Beginning position is attcker in the ready (whatever ready position your system uses) and defender in the position we call "old man waiting for the bus", basically hands in front at waist level with empty hand over weapon hand facing the attacker in a realxed position. By the way, these drills are presented here for the single stick reference. they can easily be done with the blade of varying lengths or the empty hand, however there would have to be angulation and footwork/distance changes to account for the other weapons.

1. Attacker swings #12 downward vertical strike at crown of defender. Defender does payong defense.
2. Defender swings #12 downward vertical strike at crown of attacker. Attacker does payong defense.
3. Attacker swings #12 downward vertical strike at crown of defender. Defender does slant/wing/roof defense.
4. Defender swings #12 downward vertical strike at crown of attacker. Attacker does slant/wing/roof defense.

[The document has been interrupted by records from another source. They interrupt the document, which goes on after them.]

PR #1114, opened 2026-05-18
qhc-1388-bug-qpqbloxplay-with-0-duration

flavie-lebars:
Fixed a bug where `qp.qblox.play` with `wait_time=0` was treated as no `wait_time` provided, producing incorrect Q1ASM. The wait time is now correctly clamped to the minimum valid value of 4 ns.

### DIFF
--- a/src/qililab/qprogram/qblox_compiler.py
+++ b/src/qililab/qprogram/qblox_compiler.py
@@ -1680,7 +1680,7 @@ class QbloxCompiler:
         if waveform_variables:
             logger.error("Variables in waveforms are not supported in Qblox.")
             return
-        if element.wait_time:
+        if element.wait_time is not None:
             # The qp.qblox.play() was used. Don't apply optimizations
             index_I, index_Q, _ = self._append_to_waveforms_of_bus(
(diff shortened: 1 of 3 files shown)


fedonman (approved):
LGTM 💯

src/qililab/qprogram/qblox_compiler.py
```diff
@@ -1680,7 +1680,7 @@ def _handle_play(self, element: Play):
         if waveform_variables:
             logger.error("Variables in waveforms are not supported in Qblox.")
             return
-        if element.wait_time:
+        if element.wait_time is not None:
```
DZPM, line 1683: Suggestion: adding a test where wait_time=None will make this more resilient

DZPM (approved):

src/qililab/qprogram/qblox_compiler.py
flavie-lebars: I'll add it. Note there's already a test for wait_time=0 which covers the actual behavioral change. This one is just verifying that None is not None evaluates to False.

This is then repeated. This sumbrada is for working out the proper angulation, shifting, footwork and movement for the static payong and wing block. Increased force and movement to make the defender and attacker stick or follow one another's lead make it more challenging. you can also mix up the angle of delivery overhead, levels of attack and the order of defenses. However, it works best when the blocks are done in pairs (ie: payong following payong and wing following wing) Very simple but interesting. I hope you folks give it a try and enjoy it.

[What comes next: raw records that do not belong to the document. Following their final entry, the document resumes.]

PR #1118, opened 2026-05-26
Qhc 1380 non linear crosstalk implementation for with crosstalk qblox

jordivallsq:
Added Qblox automatic non-linear crosstalk compensation inside qprogram. This feature requires a `NonLinearCrosstalkMatrix` as the input crosstalk matrix and it makes use of the features given by `NonLinearFluxVector`. 

It functions much like the linear crosstalk compensation as it modifies the qprogram to adjust the flux buses into their correct bias, in this case the compensation is non-linear.

As the conversion to the new bias is non-linear, the loops given to the qblox Q1ASM cannot be linear and are therefore unpacked limiting the amount of instructions to be given to the Q1ASM sequencer. As well as the `qp.play` waveforms given, if those are arbitrary and inside a loop, it can lead to a waveform memory limitation. Square pulses and `qp.set_offset` does not have this limitation.

The changes involving `NonLinearFluxVector` have to be fixed in its respective PR and therefore I will not mention them in the changelog.


docs/releases/changelog-dev.md
```diff
@@ -141,43 +186,6 @@ With `execute_qprogram(..., crosstalk= True / False)` the parameter introduced i
 
   [#1030](https://github.com/qilimanjaro-tech/qililab/pull/1030)
 
-- Added `NonLinearFluxVector` class for managing per-bus flux offsets and gain values with crosstalk compensation across multi-loop sweeps.
```
flavie-lebars: I assume it is an error that you are deleting the changelog for flux vector.

src/qililab/qprogram/qprogram.py
```diff
@@ -482,19 +491,51 @@ def traverse(
...
-                    )
-                    crosstalk_elements.add_element(element, i)
+                    if non_lin_flux_vector is not None:
+                        if isinstance(element, (SetOffset, SetGain)):
+                            if isinstance(element, SetOffset) and element.bus in non_lin_offset_list:
+                                non_lin_offsets.append(non_lin_flux_vector.get_corrected_offsets())
+                                non_lin_offset_list = []
+                            elif isinstance(element, SetOffset):
+                                non_lin_offset_list.append(element.bus)
+                            value = element.gain if isinstance(element, SetGain) else element.offset_path0
```
flavie-lebars, line 509: Can they give a second offset (offset_path1)?

src/qililab/qprogram/qprogram.py
```diff
@@ -469,8 +469,17 @@ def with_crosstalk_qblox(self, crosstalk: CrosstalkMatrix):
         self._bus_variable_map: dict[tuple[Variable | float | None, str], Variable] = {}
         self._block_variables: dict[Variable | float | None, list[Variable]] = {}
         self._parallel_loops: dict[Variable, list[ForLoop]] = {}
-        self._active_loops: list[ForLoop] = []
+        self._active_loops: list[ForLoop | Parallel] = []
         self._loop_depths: list[int] = []
+        self._index_dim: int = 0
```
flavie-lebars: index_dim is dead code.

src/qililab/qprogram/qprogram.py
```diff
@@ -839,9 +901,119 @@ def make_for_loop(variable: Variable, bus: str, bias_vector: Sequence[float]) ->
 
             return ForLoop(variable=self._bus_variable_map[variable, bus], start=start, stop=stop, step=step)
 
+        def handle_non_linear(
```
flavie-lebars, line 901: Can you add all the typings and a docstring please

src/qililab/qprogram/qprogram.py
```diff
@@ -533,10 +577,28 @@ def traverse(
                         parallel_loop = Parallel(loops=loop_list)
                         parallel_loop.elements = element.elements
                         block.elements[i] = parallel_loop
-                        self._active_loops = self._active_loops[:-1]
-                        self._loop_depths = self._loop_depths[:-1]
+                    self._active_loops = self._active_loops[:-1]
```
flavie-lebars: is it normal that now this is no longer conditional?

src/qililab/qprogram/qprogram.py
```diff
@@ -839,9 +901,119 @@ def make_for_loop(variable: Variable, bus: str, bias_vector: Sequence[float]) ->
...
+        ):
+            corrected_elements: list[Block | Operation] = []
+            offsets_index = offsets_0
+            last_appended_offset = -1
+            plays_index = plays_0
+            play_bus_list: list[str] = []
+
+            for element in elements:
+                if isinstance(element, SetGain) and element.bus in flux_vector.buses:
+                    continue
```
flavie-lebars, line 954: is it normal that SetGain are ignored?

flavie-lebars (dismissed):
Great job!

- The compiler has not been modified but qprogram has, I do agree on adding tests to the compiler just in case, but in my opinion, the bulk of the tests should be checking that the input qprogram with crosstalk generates the good qprogram. The change from qprogram to Q1ASM is not what is being implemented here. It does test that the second qprogram is good, but it is not the right place in my opinion.

- Has the limitations regarding the memory been assessed? both number of lines and waveform memory.

- Also should the restart_flux_vector also be applied to the non linear?

src/qililab/qprogram/qprogram.py
jordivallsq: Yes, it is sort of merged with the play as the actual flux sent is `flux = envelope*gain + offset` and the non-linear function depends on the total flux, the offset is not much of a problem but gain is, because since the voltage is no longer linear this multiplication doesn't make any more sense.

Therefore the gain modifies the envelope and we no longer need to execute a SetGain

docs/releases/changelog-dev.md
jordivallsq: yes let me fix it, it must've been deleted in a merge

src/qililab/qprogram/qprogram.py
jordivallsq: removing it

src/qililab/qprogram/qprogram.py
jordivallsq: It doesn't make sense, as the flux lines have only one output

src/qililab/qprogram/qprogram.py
jordivallsq: added

src/qililab/qprogram/qprogram.py
jordivallsq: it has been reverted, those shouldn't be outside

jordivallsq (commented):
To Answer your questions @flavie-lebars:
- That is a good point, I will create the tests inside qprogram tests, but they will be very similar to the ones already there as the Q1ASM may be not what is creating the handle crosstalk but it is the "final" step.
- I have been testing the memory limitations but I need to sumarize and explain all of them in a notion page. As it was discussed, it was defined a final step after this PR. And thus I have treat them as such
- restart flux is useful for linear corrections, the `NonLinearFluxVector.exit_loop() `is doing essentially the same (closing the loop and getting the flux vector ready for the next loop.

src/qililab/qprogram/qprogram.py
```diff
@@ -839,9 +898,150 @@ def make_for_loop(variable: Variable, bus: str, bias_vector: Sequence[float]) ->
...
+                        element_copy.elements = corrected_loop
+                        corrected_elements.append(element_copy)
+                    if offset_defined:
+                        offsets_index += 1
+                        offset_defined = False
+                else:
+                    corrected_elements.append(element)
+
+            # Needs to sync at the end of every loop for the unpack to work with non-flux buses
+            if not isinstance(corrected_elements[-1], Sync):
```
DZPM: `corrected_elements` could be empty, `corrected_elements[-1]` would crash

jordivallsq: fixed

flavie-lebars (commented):
as I am off from today, I will remove my blocker to approve, @jjmartinezQT can you please check when it is ready?

docs/releases/changelog-dev.md
elygoner, line 137: Should this line be modified?

tests/qprogram/test_qprogram.py
```diff
@@ -439,6 +440,330 @@ def test_with_crosstalk_multi_variable_offset(self):
...
+        assert isinstance(new_qp.body.elements[5], SetGain)
+        assert math.isclose(new_qp.body.elements[5].gain, 0.3471177904070214)
+        assert new_qp.body.elements[5].bus == "flux1"
+        assert isinstance(new_qp.body.elements[6], SetOffset)
+        assert math.isclose(new_qp.body.elements[6].offset_path0, 0.0)
+        assert new_qp.body.elements[6].bus == "flux1"
+        assert isinstance(new_qp.body.elements[7], Play)
+        assert isinstance(new_qp.body.elements[7].waveform, Square)
+        assert new_qp.body.elements[7].bus == "flux1"
+        assert new_qp.body.elements[7].waveform.amplitude == 1.0  #Check that Square pulses are normalized
```
elygoner: SonarClaud: Do not perform equality checks with floating point values.

tests/qprogram/test_qprogram.py
```diff
@@ -439,6 +440,330 @@ def test_with_crosstalk_multi_variable_offset(self):
...
+        assert isinstance(new_qp.body.elements[8], SetGain)
+        assert new_qp.body.elements[8].bus == "flux2"
+        assert math.isclose(new_qp.body.elements[8].gain, 0.5442355808140428)
+        assert isinstance(new_qp.body.elements[9], SetOffset)
+        assert new_qp.body.elements[9].bus == "flux2"
+        assert new_qp.body.elements[9].offset_path0 == 0.0
```
elygoner: SonarClaud: Do not perform equality checks with floating point values.

tests/qprogram/test_qprogram.py
```diff
@@ -439,6 +440,330 @@ def test_with_crosstalk_multi_variable_offset(self):
...
+        assert isinstance(new_qp.body.elements[20], SetGain)
+        assert math.isclose(new_qp.body.elements[20].gain, 0.09888972435411081)
+        assert new_qp.body.elements[20].bus == "flux1"
+        assert isinstance(new_qp.body.elements[21], SetOffset)
+        assert math.isclose(new_qp.body.elements[21].offset_path0, 0.31843980232472535)
+        assert new_qp.body.elements[21].bus == "flux1"
+        assert isinstance(new_qp.body.elements[22], Play)
+        assert isinstance(new_qp.body.elements[22].waveform, Square)
+        assert new_qp.body.elements[22].bus == "flux1"
+        assert new_qp.body.elements[22].waveform.amplitude == 1.0  #Check that Square pulses are normalized
```
elygoner: SonarClaud: Do not perform equality checks with floating point values.

tests/qprogram/test_qprogram.py
```diff
@@ -439,6 +440,330 @@ def test_with_crosstalk_multi_variable_offset(self):
...
+        assert isinstance(new_qp.body.elements[10], SetGain)
+        assert math.isclose(new_qp.body.elements[10].gain, 0.08143146795214351)
+        assert new_qp.body.elements[10].bus == "flux1"
+        assert isinstance(new_qp.body.elements[11], SetOffset)
+        assert math.isclose(new_qp.body.elements[11].offset_path0, 0.3471177904070214)
+        assert new_qp.body.elements[11].bus == "flux1"
+        assert isinstance(new_qp.body.elements[12], Play)
+        assert isinstance(new_qp.body.elements[12].waveform, Square)
+        assert new_qp.body.elements[12].bus == "flux1"
+        assert new_qp.body.elements[12].waveform.amplitude == 1.0  #Check that Square pulses are normalized
```
elygoner: SonarClaud: Do not perform equality checks with floating point values.

elygoner (commented):
Good Job. I have left some comments.

docs/releases/changelog-dev.md
jordivallsq: this is related to another PR, in the PR for variable expression using Qblox I already reference this not implemented error. In this Changes this line is not related as while unpacking we do not do any Variable expression (there are no loops in the Q1ASM)

jordivallsq:
Tested non-linear crosstalk with Conscience WF02 3.6 chip in Mimas. Yifei helped me with the measurements and checked the results for junction asymmetry compensation.

This is the sample with only linear crosstalk compensation
imagen

(also with Lower resolution)
imagen

And we can see how applying the Junction asymmetry non-linear compensation (inside `NonLienearFluxVector`):
`phi_d = np.arctan(d * np.tan(np.pi * flux_x))`
`-phi_d / (2 * np.pi)`
for a d of -0.1:
imagen

a d of 0.5
imagen

and a d of 0.7
imagen

According to experimentalists, this rotation is the expected behavior. (Although d seems to be larger than expected. This should be addressed in `NonLienearFluxVector`)

tests/qprogram/test_qprogram.py
jordivallsq: solved

tests/qprogram/test_qprogram.py
jordivallsq: solved

tests/qprogram/test_qprogram.py
jordivallsq: solved

tests/qprogram/test_qprogram.py
jordivallsq: solved

elygoner (approved):
You have changed all what Flavie asked of you and Flavie is on vacation

PR #1119, opened 2026-05-26
Dependabot updates for idna

DZPM:
uv lock --upgrade-package "idna>=3.15"


elygoner (approved):
Checked imports and light execution

PR #1122, opened 2026-05-28
[QHC-1398][BUG] FlatTop envelope length mismatch.

elygoner:


tests/qprogram/test_qblox_compiler.py
```diff
@@ -949,7 +949,7 @@ def fixture_crosstalk_qprogram_parallel() -> QProgram:
 @pytest.fixture(name="crosstalk_qprogram_plays")
 def fixture_crosstalk_qprogram_plays() -> QProgram:
     square_wf = Square(amplitude=0.1, duration=50)
-    flattop_iq = FlatTop(amplitude=0.1, duration=49, smooth_duration=10)
+    flattop_iq = FlatTop(amplitude=0.1, duration=50, smooth_duration=10)
```
jordivallsq, line 952: Don't the rest of the tests with flattop fail as well? Those are tests decomposing the flattop envelop int an initial ramp, a set of identical square pulses and the final decreasing ramp.

These tests should also change in duration length

jordivallsq (commented):
The code implementation looks good to me, fix the coverage and test issues and test this on a qblox and we can merge it

src/qililab/waveforms/flat_top.py
```diff
@@ -52,13 +52,17 @@ def envelope(self, resolution: int = 1) -> np.ndarray:
         Returns:
             np.ndarray: Height of the envelope for each time step.
         """
-        x = np.arange(-self.duration / 2, self.duration / 2 + 1, resolution)
+        x = np.linspace(-self.duration / 2, self.duration / 2, self.duration // resolution)
```
DZPM: `linspace` distorts sample spacing. It includes both endpoints, so the step is `d/(N-1)`, not `resolution` (1.034 ns at dur=30, res=1; ~14% off at res=4). Every sample value shifts.

docs/releases/changelog-dev.md
```diff
@@ -11,3 +11,6 @@
 ### Documentation
 
 ### Bug fixes
+
+- Fixed a mismatch between `FlatTop`'s duration and `envelope`, were the waveform's `envelope` had length duration + 1.
```
DZPM, line 18:
```suggestion
- Fixed a mismatch between `FlatTop`'s duration and `envelope`, where the waveform's `envelope` had length duration + 1.
```

tests/waveforms/test_flat_top.py
```diff
@@ -20,20 +33,10 @@ def test_init(self, flat_top):
...
-        x = np.arange(-flat_top.duration / 2, flat_top.duration / 2 + 1, 2)
-        A = flat_top.amplitude
-        sigma = flat_top.smooth_duration
-        buf = flat_top.buffer
-        dur = flat_top.duration
-        envelope = (
-            0.5 * A * np.real((erf(4 * (x + (dur / 2 - buf)) / sigma - 2) - erf(4 * (x - (dur / 2 - buf)) / sigma + 2)))
-        )
-
-        assert np.allclose(flat_top.envelope(resolution=2), envelope)
```
DZPM, line 36: The old test did `resolution=2`. Not anymore, we're doing only `resolution=1`, why?

Does it make sense to add more resolutions?

DZPM:
Given that the title is "FlatTop envelope length mismatch", should we have a specific test on envelope length?

tests/qprogram/test_qblox_compiler.py
```diff
@@ -949,7 +949,7 @@ def fixture_crosstalk_qprogram_parallel() -> QProgram:
 @pytest.fixture(name="crosstalk_qprogram_plays")
 def fixture_crosstalk_qprogram_plays() -> QProgram:
     square_wf = Square(amplitude=0.1, duration=50)
-    flattop_iq = FlatTop(amplitude=0.1, duration=49, smooth_duration=10)
```
DZPM, line 952: Why the duration change, from `49` to `50`?

tests/qprogram/test_qblox_compiler.py
elygoner: the resulting compilation output it compares again has.

src/qililab/waveforms/flat_top.py
elygoner: thanks for the tip, I have gone back to the arrange, I geniuently didn't know that

tests/waveforms/test_flat_top.py
elygoner: QBlox and Qdac both use resolution 1 so I don't think so

src/qililab/waveforms/flat_top.py
DZPM: It was sus, asked Claude for the differences, and it did the rest :+1:

tests/qprogram/test_qblox_compiler.py
elygoner: If you look at the rest of the waveforms, they are 50. FlatTop was 49 because of the missmatch in length, since before the bugfix it was 1 longer. This indirectly checks the length of the FlatTop.

elygoner: There isn't a specific test on the envelope length, but there is a check on the envelope output on resolution 1 that not explicitly checks for that. But I'll add a check thare.

jordivallsq (approved):
Well done! Resolve David's comments and share the Oscilloscope image of the correct behavior and we can merge

elygoner:
The pr has been checked on the hardware.
image
RigolDS2ctflattop0

DZPM (approved):
Fix the "where" typo and we're good

PR #1123, opened 2026-06-01
Update qilisdk dependency

elygoner:
I updated the qilisdk dependency to a more recent version.


pyproject.toml
```diff
@@ -79,7 +79,7 @@ prerelease = "if-necessary"
 override-dependencies = ["marshmallow==3.26.2"]
 
 [tool.uv.sources]
-qilisdk = { git = "https://github.com/qilimanjaro-tech/qilisdk.git", branch = "main" }
+qilisdk = { git = "https://github.com/qilimanjaro-tech/qilisdk.git", tag = "0.2.0" }
```
DZPM: This means we'll always use this tag in the future. If QiliSDK main breaks, won't notice until we update the tag 👍

DZPM (approved):

fedonman:
@elygoner You probably need to check how Rmw was patched for latest QiliSDK in qili-runtime and make the same changes in your PR: https://github.com/qilimanjaro-tech/qili-runtime/blob/main/src/qili_runtime/digital/gates/gates.py

PR #1125, opened 2026-06-02
Qhc 1403 bug fix crosstalk matrix to array fails to fill with zeroes

jordivallsq:
Fixed a bug where `CrosstalkMatrix.to_array()` crashed instead of creating the right array when some field of the matrix dictionary where missing (missing values of the matrix), this should default to the identity (values of 1 in the diagonal and 0 outside the diagonal). Now it creates an array even if there are missing elements of the matrix and defaults them to 0 or 1 if those elements are in the diagonal of the matrix.
Also fixed the str representation of the same crosstalk matrix as the same missing values were represented with ones instead of zeroes.

### DIFF
--- a/docs/releases/changelog-dev.md
+++ b/docs/releases/changelog-dev.md
@@ -11,3 +11,7 @@
 ### Documentation
 
 ### Bug fixes
+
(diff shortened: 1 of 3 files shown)


elygoner (approved):
I don't know if there is a circumstance where eye could cause problems. Appart from that LGTM as long as you have tested it in hardware

jordivallsq:
The eye emulates the mutual inductance, where the default is 1 instead of 0. This has been consulted to Mireia.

Up next, Sumbrada 2, 10 count when I get the time to type it.

Thanks,

Rich Curren


----------



## lhommedieu (Oct 29, 2003)

> _Originally posted by Rich Parsons _
> *Varients or Options
> 
> Instead of passing the low line number 8 strike you can also check it with your left hand and strike down to keep the same stick flow pattern.
> ...


* 

One that I learned involves the defender bending the knees and dropping the stick into a vertical block (the assumption here is that you don't have time to move the leg back).  The attacker now has the opportunity to attack again with a backhand vertical cut to the head, to which the defender responds with an outside wingblock, etc.

Best,

Steve Lamade*


----------



## Rich Parsons (Oct 29, 2003)

> _Originally posted by lhommedieu _
> *One that I learned involves the defender bending the knees and dropping the stick into a vertical block (the assumption here is that you don't have time to move the leg back).  The attacker now has the opportunity to attack again with a backhand vertical cut to the head, to which the defender responds with an outside wingblock, etc.
> 
> Best,
> ...



Steve,

Yes, I like this one my self. Yet it is hard to get students to 'genuflect', or to understand the bending of the knees 

Very Good Point, that there is always one more option. 


:asian:


----------



## lhommedieu (Oct 29, 2003)

re. the aforementioned drill: 

One point I make to students is that A's #8 to the leg does not necessarily have any windup after A's block to D's #3 strike.  It can simply fall and damage the quadriceps or TFL attachments at the bottom of the femur, smack the knee, etc.  If you see a windup, however, it may be possible to angle or move to a better position, so there are other options that give you more mobility.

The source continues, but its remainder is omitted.